───── Data ─────

PR #571, opened 2023-03-02
Undulator dipoles

simoneliuzzo:
I try to add a method to create an undulator made of dipoles. 

an example demo is provided in the pyat/examples/undulators

How to merge such list of elements (that gives the correct emittance and energy loss) with an IdTablePass element?

### DIFF
--- a/pyat/at/lattice/__init__.py
+++ b/pyat/at/lattice/__init__.py
@@ -9,6 +9,7 @@ from .options import DConstant, random
 from .particle_object import Particle
 from .elements import *
 from .idtable_element import InsertionDeviceKickMap
+from .undulator_dipoles import undulator_dipoles, insert_undulator
 from .utils import *
 from .lattice_object import *
 from .cavity_access import *
--- a/pyat/at/lattice/undulator_dipoles.py
+++ b/pyat/at/lattice/undulator_dipoles.py
@@ -82,14 +82,14 @@ def undulator_dipoles(L, nperiod,
 
         return undper
 
-    if magnetmodel is 'multipoles':
+    if magnetmodel == 'multipoles':
 
         undperiod = makeundperiod(
             at.Multipole('NegPole', LPole, -AngPole / LPole),
             at.Multipole('PosPole', LPole,  AngPole / LPole),
             at.Drift('PoleGap', DistPole))
 
-    elif magnetmodel is 'rectangularbend':
+    elif magnetmodel == 'rectangularbend':
 
         undperiod = makeundperiod(
             at.Dipole('NegPole', LPole, bending_angle=-AngPole,
@@ -147,10 +147,10 @@ def insert_undulator(ring, und, index, matchoptics=False):
     
         # add some PolynomB in case changes relative to 0.
         for ind, el in enumerate(ring_und):
-            if el.FamName is 'PosPole':
+            if el.FamName == 'PosPole':
                 el.MaxOrder = 1
                 el.PolynomB[1] = 0.0
-            if el.FamName is 'NegPole':
+            if el.FamName == 'NegPole':
                 el.MaxOrder = 1
                 el.PolynomB[1] = 0.0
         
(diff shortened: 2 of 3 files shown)


oscarxblanco:
Good question @simoneliuzzo ,

I was thinking to use a wiggler element, and did try to use pyat to calculate the radiation integrals with no sucess.
I'll have a look on your example asap.

o

simoneliuzzo:
Thank you @oscarxblanco 
there is no urgency, as you see I do not even pass the tests yet!

simoneliuzzo:
@lcarver and @swhite2401 suggested to give the possibility to define an undulator that has both the radiation effects and the kick map effects. However both elements are thick. How to put them together? @oscarxblanco and @lfarv may be have some ideas?

swhite2401:
Hello @simoneliuzzo do you want me to review this PR?

simoneliuzzo:
Dear @oscarxblanco ,

do you know if we can put 0 length in InsertionDeviceKickMap element? 
that may be an easy solution to make the two work together.

thank you
best regards

oscarxblanco:
@simoneliuzzo It is not possible because Length is divided by 2Nslice in IdTablePass.c (line 56).

I would suggest to create a new element with Length and IntegratedLength.
Length coud be varied as needed for plots, slices and so on.
IntegratedLength is always kept unchanged and passed to the InsertionDeviceKickMap.

That new element should inherit (all or most) properties from InsertionDeviceKickMap.

Best regards,
o

simoneliuzzo:
Dear @lfarv 

I understand and completely agree with your description. 

The problem for me is that there is no wiggler or undulator method doing really all that we would like to see from an ID or wiggler pass. IdTablePass and WigglerLinearPass do not give the correct emittance and energy loss. Dipoles model do not give the correct tracking. 

This pull request is open simply to point out this rather important missing feature for a code that is used mostly by synchrotron light sources.

I did not intend to merge the methods I have submitted, but only to trigger this discussion (and share the files) to think about what should be done in order to have what we we really need: a method to add to an AT lattice an ID that gives the correct tracking and global parameters. 

Concerning the dipole model we recently compared the radiated power computed by the dipole model and the values obtained from formulas and from the control system:

Screenshot 2023-03-10 at 08 47 10

93KeV from the dipoles model, 100KeV from the cavities.

simoneliuzzo:
I am preparing the test with wiggler pass and will share the result as soon as they are ready

simoneliuzzo:
I am unable to continue the tests with WigglerLinearPass. 
Even if the optics are visible with plot_beta(), at.envelope_parameters gives an error: Unstable Ring.
Screenshot 2023-03-10 at 09 50 21

and the lattice file if you want to try your self.
[ring_w150_wiggler_25mm.mat.zip](https://github.com/atcollab/at/files/10940276/ring_w150_wiggler_25mm.mat.zip)

simoneliuzzo:
I switched pass Method for the wiggler element to WiggLinearPass.

now the optics return nan 
and the tracking fails with error  'Wiggler' object has no attribute 'InvRho'

So I think that the either the Wiggler element has some problem or I am not using the correct element. Likely the second. 
Please advise.

simoneliuzzo:
Lattice with WiggLinearPass element:
[ring_WiggLinearPass.mat.zip](https://github.com/atcollab/at/files/10940377/ring_WiggLinearPass.mat.zip)

simoneliuzzo:
Dear @lfarv, @oscarxblanco, @swhite2401 and @lcarver,

@lcarver noticed that the new passmethod https://github.com/atcollab/at/pull/632 could solve the problem we are discussing here. By adding to the undulator pass also the energy loss field, we may have an undulator model for AT that reproduces both the kickmaps effects and the energy loss per turn. 
The energy loss would need to be computed before hand with this solution. 

regards
simone

swhite2401:
@simoneliuzzo can we close this PR? Now that the wiggler passmethod is fixed this seems to be obsolete to me right?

─────

-- What is needed --
From top to bottom, repeat the data above without alteration.

-- Written reply --
PR #571, opened 2023-03-02
Undulator dipoles

simoneliuzzo:
I try to add a method to create an undulator made of dipoles. 

an example demo is provided in the pyat/examples/undulators

How to merge such list of elements (that gives the correct emittance and energy loss) with an IdTablePass element?

### DIFF
--- a/pyat/at/lattice/__init__.py
+++ b/pyat/at/lattice/__init__.py
@@ -9,6 +9,7 @@ from .options import DConstant, random
 from .particle_object import Particle
 from .elements import *
 from .idtable_element import InsertionDeviceKickMap
+from .undulator_dipoles import undulator_dipoles, insert_undulator
 from .utils import *
 from .lattice_object import *
 from .cavity_access import *
--- a/pyat/at/lattice/undulator_dipoles.py
+++ b/pyat/at/lattice/undulator_dipoles.py
@@ -82,14 +82,14 @@ def undulator_dipoles(L, nperiod,
 
         return undper
 
-    if magnetmodel is 'multipoles':
+    if magnetmodel == 'multipoles':
 
         undperiod = makeundperiod(
             at.Multipole('NegPole', LPole, -AngPole / LPole),
             at.Multipole('PosPole', LPole,  AngPole / LPole),
             at.Drift('PoleGap', DistPole))
 
-    elif magnetmodel is 'rectangularbend':
+    elif magnetmodel == 'rectangularbend':
 
         undperiod = makeundperiod(
             at.Dipole('NegPole', LPole, bending_angle=-AngPole,
@@ -147,10 +147,10 @@ def insert_undulator(ring, und, index, matchoptics=False):
     
         # add some PolynomB in case changes relative to 0.
         for ind, el in enumerate(ring_und):
-            if el.FamName is 'PosPole':
+            if el.FamName == 'PosPole':
                 el.MaxOrder = 1
                 el.PolynomB[1] = 0.0
-            if el.FamName is 'NegPole':
+            if el.FamName == 'NegPole':
                 el.MaxOrder = 1
                 el.PolynomB[1] = 0.0
         
(diff shortened: 2 of 3 files shown)


oscarxblanco:
Good question @simoneliuzzo ,

I was thinking to use a wiggler element, and did try to use pyat to calculate the radiation integrals with no sucess.
I'll have a look on your example asap.

o

simoneliuzzo:
Thank you @oscarxblanco 
there is no urgency, as you see I do not even pass the tests yet!

simoneliuzzo:
@lcarver and @swhite2401 suggested to give the possibility to define an undulator that has both the radiation effects and the kick map effects. However both elements are thick. How to put them together? @oscarxblanco and @lfarv may be have some ideas?

swhite2401:
Hello @simoneliuzzo do you want me to review this PR?

simoneliuzzo:
Dear @oscarxblanco ,

do you know if we can put 0 length in InsertionDeviceKickMap element? 
that may be an easy solution to make the two work together.

thank you
best regards

oscarxblanco:
@simoneliuzzo It is not possible because Length is divided by 2Nslice in IdTablePass.c (line 56).

I would suggest to create a new element with Length and IntegratedLength.
Length coud be varied as needed for plots, slices and so on.
IntegratedLength is always kept unchanged and passed to the InsertionDeviceKickMap.

That new element should inherit (all or most) properties from InsertionDeviceKickMap.

Best regards,
o

simoneliuzzo:
Dear @lfarv 

I understand and completely agree with your description. 

The problem for me is that there is no wiggler or undulator method doing really all that we would like to see from an ID or wiggler pass. IdTablePass and WigglerLinearPass do not give the correct emittance and energy loss. Dipoles model do not give the correct tracking. 

This pull request is open simply to point out this rather important missing feature for a code that is used mostly by synchrotron light sources.

I did not intend to merge the methods I have submitted, but only to trigger this discussion (and share the files) to think about what should be done in order to have what we we really need: a method to add to an AT lattice an ID that gives the correct tracking and global parameters. 

Concerning the dipole model we recently compared the radiated power computed by the dipole model and the values obtained from formulas and from the control system:

Screenshot 2023-03-10 at 08 47 10

93KeV from the dipoles model, 100KeV from the cavities.

simoneliuzzo:
I am preparing the test with wiggler pass and will share the result as soon as they are ready

simoneliuzzo:
I am unable to continue the tests with WigglerLinearPass. 
Even if the optics are visible with plot_beta(), at.envelope_parameters gives an error: Unstable Ring.
Screenshot 2023-03-10 at 09 50 21

and the lattice file if you want to try your self.
[ring_w150_wiggler_25mm.mat.zip](https://github.com/atcollab/at/files/10940276/ring_w150_wiggler_25mm.mat.zip)

simoneliuzzo:
I switched pass Method for the wiggler element to WiggLinearPass.

now the optics return nan 
and the tracking fails with error  'Wiggler' object has no attribute 'InvRho'

So I think that the either the Wiggler element has some problem or I am not using the correct element. Likely the second. 
Please advise.

simoneliuzzo:
Lattice with WiggLinearPass element:
[ring_WiggLinearPass.mat.zip](https://github.com/atcollab/at/files/10940377/ring_WiggLinearPass.mat.zip)

simoneliuzzo:
Dear @lfarv, @oscarxblanco, @swhite2401 and @lcarver,

@lcarver noticed that the new passmethod https://github.com/atcollab/at/pull/632 could solve the problem we are discussing here. By adding to the undulator pass also the energy loss field, we may have an undulator model for AT that reproduces both the kickmaps effects and the energy loss per turn. 
The energy loss would need to be computed before hand with this solution. 

regards
simone

swhite2401:
@simoneliuzzo can we close this PR? Now that the wiggler passmethod is fixed this seems to be obsolete to me right?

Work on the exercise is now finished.